(Dataset records)

□ □ □ □ □ □ □

PR #402, opened 2018-02-05
Metric Monitoring: Add to/Delete from the metric config of Prometheus

withsmilo:
* AS-IS
Add only a new model container name to the metric config
 using update_metric_config() in docker_metric_utils.py.

* CHANGED
We might need to delete some model containers from the metric config
if the number of model replicas is decreased. So, I did like below,
  * Rename update_metric_config() to add_to_metric_config()
  * Add delete_from_metric_config()


simon-mo:
Jenkins ok to test

simon-mo:
Great catch! This patch LGTM. Once @dcrankshaw approve, we are good to merge.

dcrankshaw (approved):
lgtm

PR #390, opened 2018-02-01
Added MXNet Deployment Capability

chester-leung:
Added capability to save/load and deploy MXNet models.
Added mxnet.py in clipper_admin/clipper_admin/deployers/ , mxnet_container.py in containers/python/ , and an integration test for MXNet. Also added necessary files to build a docker image from MXNet model.

Fixes: #364

PR #404, opened 2018-02-05
Added MXNet Deployment Capability (replaces #390)

dcrankshaw:
Sorry @chester-leung ran into some git issues when fixing the format checker and had to close #390. This is a replacement.


bin/build_docker_images.sh
```diff
@@ -254,11 +254,13 @@ build_images () {
     create_image py-rpc RPCDockerfile $public
     create_image sum-container SumDockerfile  $private
     create_image noop-container NoopDockerfile $public
+    create_image mxnet-container MXNetContainerDockerfile $public
     create_image python-closure-container PyClosureContainerDockerfile $public
     create_image pyspark-container PySparkContainerDockerfile $public
     create_image tf_cifar_container TensorFlowCifarDockerfile $public
     create_image tf-container TensorFlowDockerfile $public
     create_image pytorch-container PyTorchContainerDockerfile $public
+    create_image mxnet-container MXNetContainerDockerfile $public
```
dcrankshaw, line 263: Remove one of these lines

dockerfiles/ClipperTestsDockerfile
```diff
@@ -66,6 +66,7 @@ RUN cd /clipper/src/libs/spdlog \
     && git apply ../patches/make_spdlog_compile_linux.patch
 
 
-ENTRYPOINT ["/clipper/bin/ci_checks.sh"]
+# ENTRYPOINT ["/clipper/bin/ci_checks.sh"]
+ENTRYPOINT ["bash"]
```
dcrankshaw, line 70: Sorry this was my fault, but delete line 70 and uncomment line 69

dockerfiles/MXNetContainerDockerfile
```diff
@@ -0,0 +1,20 @@
...
+      && apt-get update --fix-missing \
+      && apt-get install -yqq -t jessie-backports openjdk-8-jdk \
+      && conda install -y --file /lib/python_container_conda_deps.txt \
+      && pip install mxnet==1.0.0 \
+      && apt-get install -y graphviz \
+      && pip install graphviz \
+      && conda install -c anaconda cloudpickle=0.5.2
+
+
+COPY containers/python/mxnet_container.py containers/python/mxnet_container_entry.sh containers/python/train.data /container/
```
dcrankshaw, line 16: Why are you copying `train.data` into the container?

dcrankshaw (commented):
@chester-leung added a review

dockerfiles/MXNetContainerDockerfile
chester-leung: When I load the serialized model I need to bind it with some data. I just used train.data. Because we load the model in the container I had to copy train.data into the container to access it - I was having some problems accessing it in its original location in integration_tests/data. If this is causing problems I can bind the loaded model with some dummy data and see if that works.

□ □ □ □ □ □ □

| Problem statement |
Print precisely the lines from the one with "dcrankshaw, line 70: Sorry" through the end of the data above, adding nothing.

| Answer for the task |
dcrankshaw, line 70: Sorry this was my fault, but delete line 70 and uncomment line 69

dockerfiles/MXNetContainerDockerfile
```diff
@@ -0,0 +1,20 @@
...
+      && apt-get update --fix-missing \
+      && apt-get install -yqq -t jessie-backports openjdk-8-jdk \
+      && conda install -y --file /lib/python_container_conda_deps.txt \
+      && pip install mxnet==1.0.0 \
+      && apt-get install -y graphviz \
+      && pip install graphviz \
+      && conda install -c anaconda cloudpickle=0.5.2
+
+
+COPY containers/python/mxnet_container.py containers/python/mxnet_container_entry.sh containers/python/train.data /container/
```
dcrankshaw, line 16: Why are you copying `train.data` into the container?

dcrankshaw (commented):
@chester-leung added a review

dockerfiles/MXNetContainerDockerfile
chester-leung: When I load the serialized model I need to bind it with some data. I just used train.data. Because we load the model in the container I had to copy train.data into the container to access it - I was having some problems accessing it in its original location in integration_tests/data. If this is causing problems I can bind the loaded model with some dummy data and see if that works.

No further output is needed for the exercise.